They think the problems you are facing after the second coat is that Dryden's takes a long time to dry and would have required at least 7 days with no rain after the second coat. They said what happened is the water just separated the oil.

 

They said that they personally wouldn't recommend Dryden's for a Garapa deck (or any deck I from what I understood) and that they would normally recommend a more standard oil-based decking product like Wattyl Forestwood etc which has a faster drying time. Not because Dryden's is a bad product, but they felt Dryden's is better suited to exterior timber cladding (i.e. walls) and for softer woods like cedar which soak it up better and allow water to run off it if it does rain during the drying/curing period.

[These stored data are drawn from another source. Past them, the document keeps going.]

PR #809, opened 2020-11-12
Authorise /support with pundit

benilovj:
### Context

We wish to introduce more fine-grained authorisation for various parts of the support interface. This will immediately allow us to add a read-only view for Computacenter users.

Introduce [Pundit](https://github.com/varvet/pundit), a library/DSL for encapsulating authorisation.
Hide any parts of the UI if a user is unable to access the area.

### Guidance to review

* I've disabled a couple of Rubocop cops in a couple of places, where it felt appropriate – would like to hear thoughts if others agree
* I'm not 100% sure about the right way to split testing between controller and policy specs.

### DIFF
--- a/.rubocop.yml
+++ b/.rubocop.yml
@@ -54,12 +54,14 @@ RSpec/EmptyLineAfterSubject:
   Exclude:
     - 'spec/factories.rb'
 
-# the Pundit RSpec DSL triggers this cop false positively
+# The Pundit RSpec DSL triggers this cop false positively
+# Although this may be resolved fairly soon, see https://github.com/rubocop-hq/rubocop-rspec/issues/333
 RSpec/RepeatedExample:
   Exclude:
     - 'spec/policies/**/*'
 
-# the Pundit RSpec DSL triggers this cop false positively
+# The Pundit RSpec DSL triggers this cop false positively
+# Although this may be resolved fairly soon, see https://github.com/rubocop-hq/rubocop-rspec/issues/333
 RSpec/RepeatedDescription:
   Exclude:
     - 'spec/policies/**/*'
--- a/.rubocop.yml
+++ b/.rubocop.yml
@@ -54,6 +54,16 @@ RSpec/EmptyLineAfterSubject:
   Exclude:
     - 'spec/factories.rb'
 
+# the Pundit RSpec DSL triggers this cop false positively
+RSpec/RepeatedExample:
+  Exclude:
+    - 'spec/policies/**/*'
+
+# the Pundit RSpec DSL triggers this cop false positively
+RSpec/RepeatedDescription:
+  Exclude:
+    - 'spec/policies/**/*'
+
 Naming/MethodParameterName:
   AllowedNames:
     - e
--- a/app/controllers/support/base_controller.rb
+++ b/app/controllers/support/base_controller.rb
@@ -1,13 +1,23 @@
 class Support::BaseController < ApplicationController
+  include Pundit
+
   before_action :require_dfe_user!
+  after_action :verify_authorized
+
+  rescue_from Pundit::NotAuthorizedError, with: :user_not_authorized
 
 private
 
   def require_dfe_user!
-    if !SessionService.is_signed_in?(session)
+    unless SessionService.is_signed_in?(session)
       redirect_to_sign_in
-    elsif !@current_user.is_support?
-      render 'errors/forbidden', status: :forbidden
     end
   end
+
+  def user_not_authorized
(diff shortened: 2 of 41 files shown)


app/views/support/schools/show.html.erb
```diff
@@ -17,21 +17,25 @@
...
     <h2 class="govuk-heading-l">Users</h2>
 
     <% if @users.present? %>
       <% @users.each do |user| %>
         <div class="user">
           <h3 class="govuk-heading-m govuk-!-margin-bottom-1"><%= user.full_name %></h3>
-          <p class="govuk-body">
-            <%= govuk_link_to "Edit user<span class=\"govuk-visually-hidden\"> #{user.full_name}</span>".html_safe, edit_support_school_user_path(school_urn: @school.urn, id: user.id) %>
-          </p>
+          <% if policy(User).edit? %>
```
jamesrose, line 34:
```suggestion
          <% if policy(user).edit? %>
```

Is it worth passing in the user instance if we have it?

jamesrose (commented):
Looks good - I like it. I can see how this would make it straight forward to add another user type in support which you mentioned was likely to happen. 

Have you thought about how we might test controllers that allow equal access for both user types? Ideally we wouldn't need to duplicate everything for each.

app/views/support/schools/show.html.erb
benilovj: done

benilovj:
@jamesrose @aldavidson I think this PR is finally ready for review.

app/controllers/support/base_controller.rb
```diff
@@ -1,13 +1,24 @@
 class Support::BaseController < ApplicationController
+  include Pundit
+
   before_action :require_dfe_user!
+  after_action :verify_authorized
+  after_action :verify_policy_scoped, only: %i[index results] # # rubocop:disable Rails/LexicallyScopedActionFilter
```
aldavidson, line 6: `index` makes sense, but it seems awkward to be defining actions with `only` on a non-standard method (results) that's only in a couple of controllers - TBH I can see what Rubocop is getting at here.

In fact, having checked the code in question, arguably the right thing to do here is rename the `results` methods to `index`, but even with or without that, there's a Rubocop-compliant alternative:

```
after_action :verify_policy_scoped, if: :index_method?

...
private
  def index_method?
    %i[index results].include?(action_name)
  end
  
```

.rubocop.yml
```diff
@@ -54,6 +54,16 @@ RSpec/EmptyLineAfterSubject:
...
+# the Pundit RSpec DSL triggers this cop false positively
+RSpec/RepeatedExample:
+  Exclude:
+    - 'spec/policies/**/*'
+
+# the Pundit RSpec DSL triggers this cop false positively
+RSpec/RepeatedDescription:
+  Exclude:
+    - 'spec/policies/**/*'
+
```
aldavidson, line 66: I'm OK with disabling these (at least for now, as [the Rubocop team have been working on this issue](https://github.com/rubocop-hq/rubocop-rspec/issues/333)) :+1:

aldavidson (approved):
Overall, I think this is great! :1st_place_medal:  

I've made a suggestion about the `:before_action` in `Support::BaseController` that will remove the need to disable the LexicallyScopedActionFilter Rubocop, but it's not a blocker

I also think the split between controller / policy testing is about right - the controller tests should be as if you know nothing about _how_ the controller does what it does, and the policy tests are more like traditional unit tests

.rubocop.yml
benilovj: Thanks for digging into it, I've added a link to that PR here: a2f6ffd

app/controllers/support/base_controller.rb
benilovj: Thanks for the suggestion, I've adopted it. Renaming `results` to `index` didn't feel quite right since the `results` action is current a POST in both instances, not a GET, and making it into a GET with a query param would have meant putting the emails search strings into the URL...

benilovj:
I'll give @jamesrose a chance to review this tomorrow..

jamesrose (commented):
Echoing @aldavidson's comment: I think this is great! 🎉 

As discussed, I think CC need an additional ability to be able to edit Chromebook information. As far as I'm aware this the only non read-only functionality they need.

benilovj:
> As discussed, I think CC need an additional ability to be able to edit Chromebook information. As far as I'm aware this the only non read-only functionality they need.

Is it OK if I do this on a follow-up PR? Keen to get this one merged...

It sounded to me as if Dryden's doesn't really "dry" as such, and needs all that extra time before being exposed to rain to properly penetrate the wood (but I'm not 100% on that).

 

They mentioned that Dryden now has a specific decking product, but they have no experience with it (I'm not sure if that's what you used).

 

They sympathized with how heartbreaking it is to put the time and effort (and money) into a deck and have something like this happen, but the good news is they said it's not as bad as it looks and should be able to be rectified.

 

By the books, they said that it is not recommended to change to a different type of oil and it would normally be recommended that you give it a light sand and then reapply the Dryden's when there will be sufficient drying time (which I understood to be at least a 7 days).

 

Off they books, they said personally they would consider trying a different product, like the aforementioned oil-based Wattyl Forestwood (a light sand would still be required). They cautioned you would need to test this on a small area first (I thought you could recreate the current deck finish on an off-cut and test on that).

 

As usual though, don't just believe what you read on the Internet as I am no expert and am just translating what I was told as best as I remember it. You need to wait and see what Dryden's says, and I would suggest also talking to an independent timber expert yourself about your best course of action.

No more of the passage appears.